EXERCISE DIRECTIONS: Please print only the top portion of the entries below, ending with the line that contains "-until the drag is done.", exactly as written.

Saved entries:

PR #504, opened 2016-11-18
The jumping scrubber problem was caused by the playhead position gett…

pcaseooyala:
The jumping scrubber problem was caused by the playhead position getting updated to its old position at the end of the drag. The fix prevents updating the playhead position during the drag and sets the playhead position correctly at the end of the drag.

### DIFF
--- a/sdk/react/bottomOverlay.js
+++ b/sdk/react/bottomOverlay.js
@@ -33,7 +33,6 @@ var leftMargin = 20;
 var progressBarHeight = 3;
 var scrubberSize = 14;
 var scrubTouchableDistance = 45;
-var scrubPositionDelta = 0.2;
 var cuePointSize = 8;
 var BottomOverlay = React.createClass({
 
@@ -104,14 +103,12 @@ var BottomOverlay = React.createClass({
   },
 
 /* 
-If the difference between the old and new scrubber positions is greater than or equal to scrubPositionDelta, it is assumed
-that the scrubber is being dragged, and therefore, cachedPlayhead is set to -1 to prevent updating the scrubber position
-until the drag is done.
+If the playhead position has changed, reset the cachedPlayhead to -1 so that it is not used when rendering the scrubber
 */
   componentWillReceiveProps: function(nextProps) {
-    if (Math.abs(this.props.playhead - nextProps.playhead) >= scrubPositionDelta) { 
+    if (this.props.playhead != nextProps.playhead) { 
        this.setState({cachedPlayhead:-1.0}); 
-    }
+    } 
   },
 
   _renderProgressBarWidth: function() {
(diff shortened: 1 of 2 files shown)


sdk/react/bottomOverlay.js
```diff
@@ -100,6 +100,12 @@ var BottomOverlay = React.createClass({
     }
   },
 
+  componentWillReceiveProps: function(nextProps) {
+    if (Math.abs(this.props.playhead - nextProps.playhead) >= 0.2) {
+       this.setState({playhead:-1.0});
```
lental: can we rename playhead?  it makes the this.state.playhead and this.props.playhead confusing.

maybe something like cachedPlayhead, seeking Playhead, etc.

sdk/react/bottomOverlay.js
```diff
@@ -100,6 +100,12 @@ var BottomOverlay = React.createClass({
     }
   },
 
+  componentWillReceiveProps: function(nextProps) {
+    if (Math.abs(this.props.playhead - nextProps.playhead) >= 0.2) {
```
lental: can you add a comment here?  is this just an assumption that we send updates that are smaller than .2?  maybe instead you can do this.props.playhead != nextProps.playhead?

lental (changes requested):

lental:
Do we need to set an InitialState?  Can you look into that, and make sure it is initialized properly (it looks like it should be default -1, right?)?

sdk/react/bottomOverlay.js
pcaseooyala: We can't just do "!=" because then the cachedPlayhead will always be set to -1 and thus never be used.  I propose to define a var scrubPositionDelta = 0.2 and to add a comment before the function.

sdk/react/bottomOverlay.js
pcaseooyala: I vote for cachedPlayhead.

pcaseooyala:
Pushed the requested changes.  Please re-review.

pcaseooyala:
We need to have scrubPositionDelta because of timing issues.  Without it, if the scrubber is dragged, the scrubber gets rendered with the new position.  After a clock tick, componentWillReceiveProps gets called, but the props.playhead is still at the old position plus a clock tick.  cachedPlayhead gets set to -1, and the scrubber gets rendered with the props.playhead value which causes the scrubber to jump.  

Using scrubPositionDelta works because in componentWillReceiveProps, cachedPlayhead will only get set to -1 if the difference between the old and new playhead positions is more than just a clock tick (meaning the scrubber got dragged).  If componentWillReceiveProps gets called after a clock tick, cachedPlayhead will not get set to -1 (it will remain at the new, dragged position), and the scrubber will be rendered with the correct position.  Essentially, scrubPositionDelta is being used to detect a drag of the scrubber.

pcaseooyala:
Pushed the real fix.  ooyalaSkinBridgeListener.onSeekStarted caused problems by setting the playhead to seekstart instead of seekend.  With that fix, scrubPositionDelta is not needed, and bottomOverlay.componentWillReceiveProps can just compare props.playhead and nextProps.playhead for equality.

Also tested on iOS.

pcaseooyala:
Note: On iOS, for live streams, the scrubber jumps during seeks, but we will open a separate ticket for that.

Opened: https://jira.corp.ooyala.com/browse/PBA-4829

RESPONSE FOR THIS EXERCISE:
PR #504, opened 2016-11-18
The jumping scrubber problem was caused by the playhead position gett…

pcaseooyala:
The jumping scrubber problem was caused by the playhead position getting updated to its old position at the end of the drag. The fix prevents updating the playhead position during the drag and sets the playhead position correctly at the end of the drag.

### DIFF
--- a/sdk/react/bottomOverlay.js
+++ b/sdk/react/bottomOverlay.js
@@ -33,7 +33,6 @@ var leftMargin = 20;
 var progressBarHeight = 3;
 var scrubberSize = 14;
 var scrubTouchableDistance = 45;
-var scrubPositionDelta = 0.2;
 var cuePointSize = 8;
 var BottomOverlay = React.createClass({
 
@@ -104,14 +103,12 @@ var BottomOverlay = React.createClass({
   },
 
 /* 
-If the difference between the old and new scrubber positions is greater than or equal to scrubPositionDelta, it is assumed
-that the scrubber is being dragged, and therefore, cachedPlayhead is set to -1 to prevent updating the scrubber position
-until the drag is done.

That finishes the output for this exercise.